Doc Issue
The doc of keras.layers.IntegerLookup() shows its description as below:
https://github.com/keras-team/keras/blob/45c98ec8297f5a5b61c99a721c1801a11b7fec89/keras/src/layers/preprocessing/integer_lookup.py#L79-L80
But see the repro shown below, which version I tried in is of TensorFlow 2.19.0:
Repro
import tensorflow as tf
import numpy as np
input_data = np.random.randint(0, 1000, size=(5, 10))
lookup_layer = tf.keras.layers.IntegerLookup(vocabulary=np.unique(input_data), vocabulary_dtype='int32')
output_data = lookup_layer(input_data)
Output
ValueError: Only `vocabulary_dtype='int64'` is supported at this time.

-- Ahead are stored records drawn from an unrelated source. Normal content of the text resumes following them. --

PR #3281, opened 2016-07-26
Fixed RasPi builds of unit tests.

madmaxoft:
On RasPi with gcc 4.8.2, the asserts wouldn't compile when tests were enabled.

### DIFF
--- a/src/Globals.h
+++ b/src/Globals.h
@@ -370,15 +370,22 @@ template class SizeChecker<UInt8,  1>;
 			fflush(stdout); \
 		}
 	#endif
-	#define ASSERT(x) do { if (!(x)) { throw cAssertFailure();} } while (0)
-	#define testassert(x) do { if (!(x)) { REPORT_ERROR("Test failure: %s, file %s, line %d\n", #x, __FILE__, __LINE__); exit(1); } } while (0)
-	#define CheckAsserts(x) do { try {x} catch (cAssertFailure) { break; } REPORT_ERROR("Test failure: assert didn't fire for %s, file %s, line %d\n", #x, __FILE__, __LINE__); exit(1); } while (0)
+
+	#ifdef _DEBUG
+		#define ASSERT(x) do { if (!(x)) { throw cAssertFailure();} } while (0)
+		#define testassert(x) do { if (!(x)) { REPORT_ERROR("Test failure: %s, file %s, line %d\n", #x, __FILE__, __LINE__); exit(1); } } while (0)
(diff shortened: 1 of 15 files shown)


madmaxoft:
@worktycho could you have a look at this, please?

There are two main points to this change:
- `cLuaState::CopyTableFrom()` was using `assert` instead of `ASSERT`
- The `ASSERT` macro contained code that compiled into Release-mode executables (when self-tests were enabled)

I've changed the logic, so that anything inside an `ASSERT` produces code only in Debug builds. Self-tests in Release mode cannot therefore check for asserts, and instead log an info message about this to.
There's a problem with any other approach that sometimes the `ASSERT`ed expressions use variables that are declared only for that `ASSERT` - so they need to be guarded with an `#ifdef _DEBUG`, which interfered with the Release mode self-tests.

The rest of the changes are the results of clang complaining about dead code.

tigerw:
Thank thee for not introducing HAS_ASSERT :)

madmaxoft:
Seems @worktycho is busy; no-one else has voiced their concerns, and I really need this to go in to be able to compile on the RasPi. Will merge within a few hours.

madmaxoft:
@LogicParrot what are you doing? We DON'T mege master into branches, we rebase (or squash-merge)

LogicParrot:
I thought Github now supports automatically squashing it all into 1 commit on merging the PR?

tigerw:
Can confirm it worked for redstone changes.

src/Globals.h
```diff
@@ -370,15 +370,22 @@ template class SizeChecker<UInt8,  1>;
...
 		}
 	#endif
-	#define ASSERT(x) do { if (!(x)) { throw cAssertFailure();} } while (0)
-	#define testassert(x) do { if (!(x)) { REPORT_ERROR("Test failure: %s, file %s, line %d\n", #x, __FILE__, __LINE__); exit(1); } } while (0)
-	#define CheckAsserts(x) do { try {x} catch (cAssertFailure) { break; } REPORT_ERROR("Test failure: assert didn't fire for %s, file %s, line %d\n", #x, __FILE__, __LINE__); exit(1); } while (0)
+
+	#ifdef _DEBUG
+		#define ASSERT(x) do { if (!(x)) { throw cAssertFailure();} } while (0)
+		#define testassert(x) do { if (!(x)) { REPORT_ERROR("Test failure: %s, file %s, line %d\n", #x, __FILE__, __LINE__); exit(1); } } while (0)
+		#define CheckAsserts(x) do { try {x} catch (cAssertFailure) { break; } REPORT_ERROR("Test failure: assert didn't fire for %s, file %s, line %d\n", #x, __FILE__, __LINE__); exit(1); } while (0)
```
tigerw: I always though asserting firing was bad. It's confusing the asserts not firing are errors.

madmaxoft: This is for tests that actually verify that when they pass bad data, an assert is fired.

Received: vocabulary_dtype=int32
I find this ValueError is raised here:
https://github.com/keras-team/keras/blob/45c98ec8297f5a5b61c99a721c1801a11b7fec89/keras/src/layers/preprocessing/integer_lookup.py#L333-L338
Which shows that only vocabulary_dtype='int64' is supported at this time, conflicting with the description shown above.
Suggestions
- Fix the Doc to make them meet with each other or
- Fix the condition which raise error into something like
if vocabulary_dtype != "int64" and vocabulary_dtype != "int32":
Comment From: ILCSFNO
I fix the mismatch using the first choice of suggestions, for that:
The parent class of keras.layers.IntegerLookup() is keras.layers.IndexLookup():
https://github.com/keras-team/keras/blob/45c98ec8297f5a5b61c99a721c1801a11b7fec89/keras/src/layers/preprocessing/integer_lookup.py#L11
And the vocabulary_dtype suggested to be transferred to keras.layers.IndexLookup() is "int64" or "string", although I can't verify that other dtype is not supported:
https://github.com/keras-team/keras/blob/45c98ec8297f5a5b61c99a721c1801a11b7fec89/keras/src/layers/preprocessing/index_lookup.py#L43-L44
The shared dtype between these two classes is "int64".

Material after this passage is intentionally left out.